Problem description =>
Your answer must consist solely of the lines from the start of the entries below through the line with "Thanks @warrd, sorry to jump the 🔫", unchanged.

+++++

PR #310, opened 2019-12-10
Title field on item model

warrd:
## Issue

https://github.com/wellcometrust/platform/issues/4101

## Description

As part of the METS work we are bringing across more data for individual items that make up a work. Here we include a new `title` field on `Item`, which is populated from the Sierra data. This will be needed to properly display the individual items on the frontend (similarly to how items are displayed on the [library site](http://search.wellcomelibrary.org/iii/encore/record/C__Rb2975324?lang=eng))

### DIFF
--- a/pipeline/transformer/transformer_sierra/src/main/scala/uk/ac/wellcome/platform/transformer/sierra/transformers/SierraItems.scala
+++ b/pipeline/transformer/transformer_sierra/src/main/scala/uk/ac/wellcome/platform/transformer/sierra/transformers/SierraItems.scala
@@ -8,13 +8,15 @@ import uk.ac.wellcome.models.transformable.sierra.{
 import uk.ac.wellcome.models.work.internal._
 import uk.ac.wellcome.platform.transformer.sierra.source.{
   SierraBibData,
-  SierraItemData
+  SierraItemData,
+  SierraQueryOps
 }
 
 case class SierraItems(itemDataMap: Map[SierraItemNumber, SierraItemData])
     extends SierraTransformer
     with Logging
-    with SierraLocation {
+    with SierraLocation
+    with SierraQueryOps {
 
   type Output = List[MaybeDisplayable[Item]]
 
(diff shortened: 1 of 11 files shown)


jamesgorrie:
@warrd where are we getting this from, and where is it being used?

warrd:
@jamesgorrie still working on this, the sierra transformer will populate it. Will add a description when to the PR when ready.

jamesgorrie:
Thanks @warrd, sorry to jump the 🔫

pipeline/transformer/transformer_sierra/src/main/scala/uk/ac/wellcome/platform/transformer/sierra/transformers/SierraItems.scala
```diff
@@ -114,4 +93,31 @@ case class SierraItems(itemDataMap: Map[SierraItemNumber, SierraItemData])
       None
     }
   }
+
+  private def transformItemData(
+    itemId: SierraItemNumber,
+    itemData: SierraItemData): Identifiable[Item] = {
+    debug(s"Attempting to transform $itemId")
```
jamesgorrie: Want to keep this?

alicefuzier:
@jamesgorrie It's the "Envelope", "0", "1", etc after the shelfmark.
As we start bringing in more item information with METS, this helps to distinguish which item is which from a user point of view

pipeline/transformer/transformer_sierra/src/main/scala/uk/ac/wellcome/platform/transformer/sierra/transformers/SierraItems.scala
warrd: This was from the original code (which was copy / pasted), I'm not that bothered about it myself but could be useful

jamesgorrie:
@alicefuzier completely missed that - thanks!

Do you know where the holdings information comes from?
> Complete set of 16 prints and original envelope

holdings

kenoir:
This'll be handy in the requesting service too 👍

PR #311, opened 2019-12-10
add search parameters to API response

jamesgorrie:
# Why

## Reason 1 - default settings not requested by client 

There is some information that might not be set by the client that is relevant to the request. 

A simple example of this would be page parameters, where we are actually searching page `1` with `pageSize` of `25`, but the client isn't aware of that state - so we send it down the pipes (we don't actually send current page in the current implementation).

This saves a tiny amount of code on the client i.e. `page = query.page ? query.page : 1`.

Another default, which we can't infer, and what this was setting up for was to get the `queryType` `name`. i.e. `ScoringTiers`, `MSMBoostUsingAndOperator`. We currently have a `default` and `n` amount of tests. The client needs to report on what query is being used, but can't as if it hasn't set the `_queryType` explicitly, it has no way of knowing which is being used. Going forward we might want to take this even more out of the client's code, which would be impossible in this state.

__example__
```JS
// GET /works
{ "queryType": "ScoringTiers" }

// on client
track({ queryType: response.queryType })
```

## Reason  2 - Rendering the UI to reflect current filters that are complex objects, but requested via querystring.

We currently render part of the interface that reflects what filters have been applied:
filters

Currently we:
- Render aggregation
- Take `query.workType` and do a lookup on the ID to render the filter

```JSX
aggregations = [{ id: 'a', label: 'Books' }]

// Current implementation when this is clicked
// Change URL: workType=a
filters = { workType: ['a'] }
// Render 
filters.workType.map(id => <div>{lookup(id).label}</div>)
```

We could store the aggregation in a client side state, but when working with rendering from the URL (which we have to 💯 support) we would still need to maintain the lookup.

The only solution I can think of is to do something like this in the URL `workType=(label:Books,id:a)` <= but, well, no.

So if we returned from the API:
```JS
{ "filters": { "workType": [{ "id": "a", "label": Books }] } }
```

We'd get to remove the hardcoded lookup.

---  

Adds the parameters to the response - similar to the [HATEOAS](https://restfulapi.net/hateoas/) paradigm.

This was some preliminary work I wanted to do as a <abbr title="proof of concept">POC</abbr> and to move onto adding returning of the `workType` filters to help the UI respond to the request and the `queryType` for reporting.

I am still not 100% sure about the shape of this.

## calculated fields, properties, filters

I was thinking you could split the data up into these pieces:
```JS
{
  "@context": "https://api.wellcomecollection.org/catalogue/v2/context.json",
  "type": "ResultList",
  "pageSize": 10,
  "totalPages": 132784,
  "totalResults": 1327838,
  "results": [
  ],
  "parameters": {
    "sort": [
      "production.dates"
    ],
    "sortOrder": "asc",
    "page": 2,
    "searchQuery": {
      "query": "dogs bogs and hogs",
      "queryType": "ScoringTiers"
    }
  },
  "filters": {
    "workType": [
      {
        "type": "WorkType",
        "label": "Books",
        "id": "a"
      },
      {
        "type": "WorkType",
        "label": "Video",
        "id": "v"
      }
    ]
  }
}
```

Problem is we use `pageSize` already at the root level, which is actually a property.

Because of this, we could flatten the properties, and leave the `"filters"` property there too?

### DIFF
--- a/common/display/src/main/scala/uk/ac/wellcome/display/json/DisplayJsonSerializers.scala
+++ b/common/display/src/main/scala/uk/ac/wellcome/display/json/DisplayJsonSerializers.scala
@@ -1,0 +1,22 @@
+package uk.ac.wellcome.display.json
+
+import io.circe.Encoder
+import uk.ac.wellcome.display.models.SortingOrder.{Ascending, Descending}
+import uk.ac.wellcome.display.models.{
+  ProductionDateSortRequest,
+  SortRequest,
+  SortingOrder
+}
+
+trait DisplayJsonSerializers {
+  implicit val encodeSortingOrder: Encoder[SortingOrder] =
+    Encoder[String].contramap {
+      case Ascending  => "asc"
+      case Descending => "desc"
+    }
+
+  implicit val encodeSortRequest: Encoder[SortRequest] =
+    Encoder[String].contramap {
+      case ProductionDateSortRequest => "production.dates"
+    }
+}
--- a/api/api/src/main/scala/uk/ac/wellcome/platform/api/Responses.scala
+++ b/api/api/src/main/scala/uk/ac/wellcome/platform/api/Responses.scala
@@ -5,9 +5,9 @@ import io.circe.generic.extras.JsonKey
 import io.circe.{Encoder, Json}
 import akka.http.scaladsl.model.Uri
 import io.swagger.v3.oas.annotations.media.Schema
-
 import uk.ac.wellcome.platform.api.models._
 import uk.ac.wellcome.display.models._
+import uk.ac.wellcome.display.json.DisplayJsonSerializers
 import uk.ac.wellcome.display.models.v2._
 import uk.ac.wellcome.display.models.Implicits._
 import uk.ac.wellcome.platform.api.services.WorksSearchOptions
@@ -46,13 +46,16 @@ case class MultipleWorksResponse(
   pageSize: Int,
   totalPages: Int,
   totalResults: Int,
+  page: Int,
+  sort: List[SortRequest],
+  sortOrder: SortingOrder,
   results: List[DisplayWorkV2],
   prevPage: Option[String] = None,
   nextPage: Option[String] = None,
   aggregations: Option[DisplayAggregations] = None
 )
 
-object MultipleWorksResponse {
+object MultipleWorksResponse extends DisplayJsonSerializers {
 
   import DisplayAggregations.{encoder => aggsEncoder}
   implicit val encoder: Encoder[MultipleWorksResponse] = deriveEncoder
@@ -71,13 +74,17 @@ object MultipleWorksResponse {
       ),
       currentPage = searchOptions.pageNumber,
       requestUri = requestUri,
-      contextUri = contextUri
+      contextUri = contextUri,
+      sort = searchOptions.sortBy,
+      sortOrder = searchOptions.sortOrder
     )
 
   def apply(resultList: DisplayResultList[DisplayWorkV2],
             currentPage: Int,
             requestUri: Uri,
-            contextUri: String): MultipleWorksResponse =
+            contextUri: String,
+            sort: List[SortRequest],
+            sortOrder: SortingOrder): MultipleWorksResponse =
     MultipleWorksResponse(
       context = contextUri,
       ontologyType = resultList.ontologyType,
@@ -88,6 +95,9 @@ object MultipleWorksResponse {
       prevPage = pageLink(currentPage - 1, resultList.totalPages, requestUri),
       nextPage = pageLink(currentPage + 1, resultList.totalPages, requestUri),
       aggregations = resultList.aggregations,
+      page = currentPage,
+      sort = sort,
+      sortOrder = sortOrder
     )
 
   private def pageLink(page: Int,
--- a/api/api/src/test/scala/uk/ac/wellcome/platform/api/works/ApiWorksTestBase.scala
+++ b/api/api/src/test/scala/uk/ac/wellcome/platform/api/works/ApiWorksTestBase.scala
@@ -65,14 +65,22 @@ trait ApiWorksTestBase
   def resultList(apiPrefix: String,
                  pageSize: Int = 10,
                  totalPages: Int = 1,
-                 totalResults: Int = 1) =
+                 totalResults: Int = 1,
+                 page: Int = 1,
+                 sort: List[String] = Nil,
+                 sortOrder: String = "asc") = {
+
     s"""
       "@context": "${contextUrl(apiPrefix)}",
       "type": "ResultList",
       "pageSize": $pageSize,
       "totalPages": $totalPages,
-      "totalResults": $totalResults
+      "totalResults": $totalResults,
+      "sort": ${toJson(sort).get},
+      "sortOrder": "$sortOrder",
+      "page": $page
     """
+  }
 
   def singleWorkResult(apiPrefix: String): String =
     s"""
--- a/api/api/src/test/scala/uk/ac/wellcome/platform/api/works/v2/ApiV2WorksTest.scala
+++ b/api/api/src/test/scala/uk/ac/wellcome/platform/api/works/v2/ApiV2WorksTest.scala
@@ -99,7 +99,8 @@ class ApiV2WorksTest extends ApiV2WorksTestBase {
             apiPrefix,
             pageSize = 1,
             totalPages = 3,
-            totalResults = 3)},
+            totalResults = 3,
+            page = 2)},
               "prevPage": "$apiScheme://$apiHost/$apiPrefix/works?page=1&pageSize=1",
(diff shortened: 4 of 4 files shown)


api/api/src/main/scala/uk/ac/wellcome/platform/api/models/WorkFilter.scala
```diff
@@ -4,7 +4,7 @@ import java.time.LocalDate
 
 sealed trait WorkFilter
 
-case class ItemLocationTypeFilter(locationTypeIds: Seq[String])
+case class ItemsLocationLocationTypeFilter(locationTypeIds: Seq[String])
```
warrd: :open_mouth: what is the reason for this name change? I'm sure there is a better alternative, but not sure quite sure what you want to signify with it.

common/display/src/main/scala/uk/ac/wellcome/display/json/DisplayJsonSerializers.scala
```diff
@@ -0,0 +1,22 @@
...
+
+import io.circe.Encoder
+import uk.ac.wellcome.display.models.SortingOrder.{Ascending, Descending}
+import uk.ac.wellcome.display.models.{
+  ProductionDateSortRequest,
+  SortRequest,
+  SortingOrder
+}
+
+trait DisplayJsonSerializers {
```
warrd: Maybe `DisplayParameterSerializers`, or something like that, would be a more appropriate name? The current name doesn't really differentiate these from all the serializers defined elsewhere, and communicate that they for the purpose of serializing input query parameters.

api/api/src/main/scala/uk/ac/wellcome/platform/api/models/WorkFilter.scala
jamesgorrie: Ah, it was part of something else, happy to pull it out of this PR - basically to follow suit with all other namings of having it the same as the parameter, but `camelCased`

common/display/src/main/scala/uk/ac/wellcome/display/json/DisplayJsonSerializers.scala
jamesgorrie: What do you think about this method over having the `SourceData => InternalModel => DisplayModel` and rather replacing `DisplayModel` with serialisers?

[There's some examples and discussion here](https://github.com/wellcomecollection/stacks-service/pull/49#issuecomment-558740047).

TL;DR - it feels like what we've invented as `DisplayModels` is actually just serialisers.
- They should live on the edge of the application
- we should not really use them internally
- we can do it consistently without having to remember referenced models in `DisplayModels`
- we can create different serialiser contexts (for now we just have `ApiDisplaySerialisers`or something like that)

The reason this was called this was to be more generic and see how we felt about it - I can split them up similar to the `DisplayModels` though.

api/api/src/main/scala/uk/ac/wellcome/platform/api/models/WorkFilter.scala
warrd: Ahhh right! But aren't the parameter `period.seperated` paths rather than `camelCased`?

Either way, personally I don't reckon it makes the code easier to read having the case class names follow this convention too, and prefer the more descriptive `ItemLocationTypeFilter`. Even better IMO we could do what we do elsewhere and have `WorkFilter.ItemLocationType` etc.

If you think having the classes name reflect the query parameters is an improvement then feel 
 free to go ahead though.

jamesgorrie: The path is `item.locations.locationType` <- I am just replicating this to leave no room for guessing if it's referencing the same thing... personally I prefer consistency over making it slightly easier to read, as easy to read doesn't always help with new people coming to the code base.

I'll remove it from the PR, and do it universally.

warrd: Well I meant the code was easier to read in the broader sense than just reading out the name (maybe should have said easier to understand). It is not clear when encountering a filter in the code that it is named in such a way that represents a path, and also means more detail is encoded in the name than it need to (we can't move things around in the model without  remembering to change the name of the class, introducing unnecessary coupling etc)

common/display/src/main/scala/uk/ac/wellcome/display/json/DisplayJsonSerializers.scala
kenoir: For me the display models provide a way to understand what will be serialised. Skipping that steps makes it less easy to see in the code what the serialised version will look like. It also provides a serialisation free model of what we are making available: for example if you wanted to serialise the same model to XML & JSON an intermediate display abstraction would be useful.

I don't think we need to apply the "display model" approach in all cases, especially where there are small simple models being serialised.  **To further the experiment** trying a complex model would be informative as to whether removing display models extensively is beneficial.

kenoir:
It's not clear what benefit this provides from the PR description. I'm guessing this is to make the API more self-describing and therefore easier for clients to implement against?

common/display/src/main/scala/uk/ac/wellcome/display/json/DisplayJsonSerializers.scala
warrd: :+1: I agree the display models introduces an extra layer of complexity which could maybe be avoided.

I need to think more about this question in general, and probably worth us all having a conversation about it at some point. One thing that springs to mind is that we will likely still need lots of these models defined somewhere, even if they are pushed further to the edge of the application, due to the fact that using case classes and circe derivation is a really useful and declaritive method to define serializers / deserializers.

warrd:
Yep, also see my comment on the PR in general :point_up: in case you have missed it.

jamesgorrie:
@kenoir @warrd 

Sorry for the murky waters, updated the description

warrd:
:+1: thanks for the context

api/api/src/main/scala/uk/ac/wellcome/platform/api/models/WorkFilter.scala
alicefuzier: For what is worth I agree with @warrd on this. Especially on the coupling part of it. There is no way that we can guarantee that the name will always match the path in the JSON because there are definitely going to be instances where we will make changes in the model and we will forget to change the class. 
I think making a claim that this is always going to match the json path could make things more difficult for people newer to the codebase, rather than easier.

common/display/src/main/scala/uk/ac/wellcome/display/json/DisplayJsonSerializers.scala
alicefuzier: I think I prefer having the DisplayModel intermediate steps. I agree that they add complexity but, as @kenoir is saying, they make it much easier to understand what gets serialised. Also, they allow for (relatively) easy swagger documentation. 
I also disagree that they are just serialisation. The serialisation is done by circe, and we could (relatively) easily swap the circe for another json library or add another type serialisation with minimal changes to the display models. I think the DisplayModels are models and if we skip this step, we _might_ end up with less lines of code (although not convinced about that because of swagger and circe etc) but we collapse two purposes - serialisation and model representation - making our life a bit harder.

alicefuzier:
Have you checked how the generated swagger looks like? I don't think it will document `SortingOrder` and `SortRequest` properly (personally I think an extra reason for using DisplayModels)

common/display/src/main/scala/uk/ac/wellcome/display/json/DisplayJsonSerializers.scala
jamesgorrie: @alicefuzier I'll swap it out.

jamesgorrie:
@alicefuzier @warrd @jtweed 

Bar the serialisers part of this - what do people think about the structure in the description?

Using the case of `queryType` - how might we add that to the return value of the response?

Maybe I have overcomplicated this and should just add that to the root?

alicefuzier:
Personally I think I prefer the `parameters` element instead of everything flattened in the root. It makes it easier to separate things that relate to the context of the request from things that are part of the response proper. I'm not sure if I would call it `parameters` though

warrd:
Yes  agree with @alicefuzier better to nest under `parameters` (or some other appropriate name)

jtweed:
I think it's better to group everything together and have no problem with the `parameters` name. I don't think there's much point in separating out kinds of parameter.

I also think it's ok to duplicate `pageSize` under `parameters`, but that `parameters` should probably be an `include`.

jamesgorrie:
Thanks all for the comments, I'll continue with this and make the relevant changes.

@alicefuzier parameters was taken from swagger - but that's on the request, I'll have a think of a name saying that this was what we used to create these results.

kenoir:
Does this need to stay open?

jamesgorrie:
Closing as there's too much in here that is going to be dealt with in other PRs.
Thanks for all the super valuable feedback!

+++++

Task response =>
PR #310, opened 2019-12-10
Title field on item model

warrd:
## Issue

https://github.com/wellcometrust/platform/issues/4101

## Description

As part of the METS work we are bringing across more data for individual items that make up a work. Here we include a new `title` field on `Item`, which is populated from the Sierra data. This will be needed to properly display the individual items on the frontend (similarly to how items are displayed on the [library site](http://search.wellcomelibrary.org/iii/encore/record/C__Rb2975324?lang=eng))

### DIFF
--- a/pipeline/transformer/transformer_sierra/src/main/scala/uk/ac/wellcome/platform/transformer/sierra/transformers/SierraItems.scala
+++ b/pipeline/transformer/transformer_sierra/src/main/scala/uk/ac/wellcome/platform/transformer/sierra/transformers/SierraItems.scala
@@ -8,13 +8,15 @@ import uk.ac.wellcome.models.transformable.sierra.{
 import uk.ac.wellcome.models.work.internal._
 import uk.ac.wellcome.platform.transformer.sierra.source.{
   SierraBibData,
-  SierraItemData
+  SierraItemData,
+  SierraQueryOps
 }
 
 case class SierraItems(itemDataMap: Map[SierraItemNumber, SierraItemData])
     extends SierraTransformer
     with Logging
-    with SierraLocation {
+    with SierraLocation
+    with SierraQueryOps {
 
   type Output = List[MaybeDisplayable[Item]]
 
(diff shortened: 1 of 11 files shown)


jamesgorrie:
@warrd where are we getting this from, and where is it being used?

warrd:
@jamesgorrie still working on this, the sierra transformer will populate it. Will add a description when to the PR when ready.

jamesgorrie:
Thanks @warrd, sorry to jump the 🔫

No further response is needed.